There are some fairly significant rule changes with the end of the F-duct system (Kubica's pleased with that as removing the hand from the wheel nearly caused a couple of huge "moments" this year), the introduction of the moveable rear wing and the return of KERS for an instant power boost.
As with anything, getting all this new stuff to work properly requires intensive development. But in an era where in-season testing is highly restricted, virtual techniques are employed by teams to get man and machine up to speed.
One area I'll focus on here is the use of simulators for driver and car development. You may have seen a preview of this in a piece I did for BBC Breakfast news a couple of weeks ago (http://www.bbc.co.uk/news/technology-11701657).
I couldn't go into too much detail in that VT for time reasons. But during the day at Williams F1 I had a fascinating chat with Max Nightingale, Senior Vehicle Dynamics Engineer at Grove. He explained just how important simulators were to a team, starting with the driver.
“It can take him ten laps or more just to learn his way around and find where his braking points are and what gears to use for each corner. We can short circuit all of that lost time. We only have three days of running at a track so any laps are precious.
“But it goes beyond that. It is things as mundane as deciding which brake ducts we need to use at the circuit. Without a simulator like this it is quite difficult to evaluate how severe the braking demands are at a track.
Max Nightingale, Senior Vehicle Dynamics Engineer
“Here we can generate the data and that data can be analysed. It is exactly the same data that would be generated as if we were really running at that circuit. So we know which brake ducts to put in the suitcases.”

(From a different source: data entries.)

PR #118, opened 2024-02-21
Create SECURITY.md

Lovebugpaulnice:
### Explanation of the changes, problem that they are intended to fix.

...

### All Submissions:

* [ ] I have read the code of conduct.
* [ ] I am submitting to the correct base branch

### Changes that modify the db structure

* [ ] Backwards compatibility: Users running the new code using an existing .disquetv folder will not lose their channels / settings.
* [ ] I've implemented the necessary db migration steps if any.

### New features

* [ ] I understand that the feature may not be accepted if it doesn't fit the upstream app's planned design direction. But that in this case I am encouraged to share this as an available modification other users can use if they want.

### DIFF
--- a/SECURITY.md
+++ b/SECURITY.md
@@ -1,0 +1,21 @@
+# Security Policy
+
+## Supported Versions
+
+Use this section to tell people about which versions of your project are
+currently being supported with security updates.
+
+| Version | Supported          |
+| ------- | ------------------ |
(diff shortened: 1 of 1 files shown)


chrisbenincasa:
Hey thanks for the contribution. This looks like the default template as the versions don't match. Since we're pre-release I don't think we're quite ready for this anyway, but we will definitely look into adding this in the future!

PR #135, opened 2024-02-28
Implement plex server editing. Fixes #123

### LINKED ISSUE #123: Ability to edit existing Plex servers
In the original version, you can edit Plex server details including name, url, and token. We should add similar functionality (sometimes the derived Plex URL is not the one the user wants to use, e.g. if they have internal DNS in their home setup or somewthing)

chrisbenincasa:


markdavella (approved):
🚢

Yes, all those switches do work...
The big question mark over simulators is whether they can really replicate the experience of driving the real thing. The Williams simulator – which they call The DIL – or Driver in the Loop -- is a stationary platform, so clearly the driver is not going to get the same “seat of the pants” feel compared to the real FW32 car.
“We try to make it as realistic as possible. The telemetry data that comes off the simulator is the same as the telemetry data that comes off the track. We can overlay that data and we really cannot distinguish between the two.”
“So we think we have got the physics pretty much spot on. The only missing thing is on the seat of the pants feel.”
Williams have written their simulator software entirely themselves, rather than use a bespoke commercial product. They say this gives them more flexibility when gathering data.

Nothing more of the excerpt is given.